PR #285, opened 2021-03-16
Restore test

shayne-fletcher:
- Restore test (`ghc-flavor=8.10.3` with ghc-8.8.4)
  - As mentioned in https://github.com/digital-asset/ghc-lib/pull/284#discussion_r594917519
  -  Removed mistakenly
 - Tighten upper bounds on base ever so slightly.


cocreature (approved):

shayne-fletcher:
It turns out that tightening the upper bounds as I did wasn't a great idea. It breaks builds known to work like ghc-flavor 8.8 with ghc-8.10. Backing that out.

PR #287, opened 2021-03-20
Sync head: rts bytecode & in-tree annotations

shayne-fletcher:
- Sync to https://gitlab.haskell.org/ghc/ghc.git @ `3e082f8ff5ea2f42c5e6430094683b26b5818fb8`;
- MR [Generate GHCi bytecode from STG instead of Core and support unboxed tuples and sums](https://gitlab.haskell.org/ghc/ghc/-/commit/1f94e0f7601f8e22fdd81a47f130650265a44196):
  - New instruction codes are added to `includes/rts/Bytecodes.h` and new Haskell code added that uses them:
  - When building`ghc-lib` we use the build compiler RTS:
    - Patch `GHC.ByteCode.Asm` to define these codes if the build compiler is <= 9.0.1;
    - Sufficient to keep `ghc-lib` compiling and its tests passing for now;
- Annotations code affected by MR [GHC Exactprint main commit](https://gitlab.haskell.org/ghc/ghc/-/commit/95275a5f25a2e70b71240d4756109180486af1b1):
  - Adjust the code to stop harvesting any annotations for the time being.

### DIFF
--- a/examples/mini-hlint/src/Main.hs
+++ b/examples/mini-hlint/src/Main.hs
@@ -207,13 +207,18 @@ analyzeExpr flags (L loc expr) =
                       ++ "`" ++ showSDoc flags (ppr expr) ++ "'")
     _ -> return ()
 
-#if defined (GHC_MASTER) || defined (GHC_901)
+#if defined (GHC_MASTER)
+analyzeModule :: DynFlags -> Located HsModule -> IO ()
+#elif defined (GHC_901)
 analyzeModule :: DynFlags -> Located HsModule -> ApiAnns -> IO ()
 #else
 analyzeModule :: DynFlags -> Located (HsModule GhcPs) -> ApiAnns -> IO ()
 #endif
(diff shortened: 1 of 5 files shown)


examples/mini-hlint/src/Main.hs
```diff
@@ -259,7 +267,9 @@ main = do
 #endif
         ]
     harvestAnns pst =
```
cocreature, line 269: Can we just not define this instead of setting it to `undefined`? Afaict, the callsite is guarded behind `!defined GHC_MASTER` so I don’t see why we need this there.

shayne-fletcher: Thanks, yes that's better. Just building here and then I'll push an amendment.

cocreature (approved):
Thanks!

shayne-fletcher:
> Thanks!

Thank-you @cocreature .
· · · ·
- **Assignment**: Transcribe every line of the records, keeping each one exact.

- **Your solution**:
PR #285, opened 2021-03-16
Restore test

shayne-fletcher:
- Restore test (`ghc-flavor=8.10.3` with ghc-8.8.4)
  - As mentioned in https://github.com/digital-asset/ghc-lib/pull/284#discussion_r594917519
  -  Removed mistakenly
 - Tighten upper bounds on base ever so slightly.


cocreature (approved):

shayne-fletcher:
It turns out that tightening the upper bounds as I did wasn't a great idea. It breaks builds known to work like ghc-flavor 8.8 with ghc-8.10. Backing that out.

PR #287, opened 2021-03-20
Sync head: rts bytecode & in-tree annotations

shayne-fletcher:
- Sync to https://gitlab.haskell.org/ghc/ghc.git @ `3e082f8ff5ea2f42c5e6430094683b26b5818fb8`;
- MR [Generate GHCi bytecode from STG instead of Core and support unboxed tuples and sums](https://gitlab.haskell.org/ghc/ghc/-/commit/1f94e0f7601f8e22fdd81a47f130650265a44196):
  - New instruction codes are added to `includes/rts/Bytecodes.h` and new Haskell code added that uses them:
  - When building`ghc-lib` we use the build compiler RTS:
    - Patch `GHC.ByteCode.Asm` to define these codes if the build compiler is <= 9.0.1;
    - Sufficient to keep `ghc-lib` compiling and its tests passing for now;
- Annotations code affected by MR [GHC Exactprint main commit](https://gitlab.haskell.org/ghc/ghc/-/commit/95275a5f25a2e70b71240d4756109180486af1b1):
  - Adjust the code to stop harvesting any annotations for the time being.

### DIFF
--- a/examples/mini-hlint/src/Main.hs
+++ b/examples/mini-hlint/src/Main.hs
@@ -207,13 +207,18 @@ analyzeExpr flags (L loc expr) =
                       ++ "`" ++ showSDoc flags (ppr expr) ++ "'")
     _ -> return ()
 
-#if defined (GHC_MASTER) || defined (GHC_901)
+#if defined (GHC_MASTER)
+analyzeModule :: DynFlags -> Located HsModule -> IO ()
+#elif defined (GHC_901)
 analyzeModule :: DynFlags -> Located HsModule -> ApiAnns -> IO ()
 #else
 analyzeModule :: DynFlags -> Located (HsModule GhcPs) -> ApiAnns -> IO ()
 #endif
(diff shortened: 1 of 5 files shown)


examples/mini-hlint/src/Main.hs
```diff
@@ -259,7 +267,9 @@ main = do
 #endif
         ]
     harvestAnns pst =
```
cocreature, line 269: Can we just not define this instead of setting it to `undefined`? Afaict, the callsite is guarded behind `!defined GHC_MASTER` so I don’t see why we need this there.

shayne-fletcher: Thanks, yes that's better. Just building here and then I'll push an amendment.

cocreature (approved):
Thanks!

shayne-fletcher:
> Thanks!

Thank-you @cocreature .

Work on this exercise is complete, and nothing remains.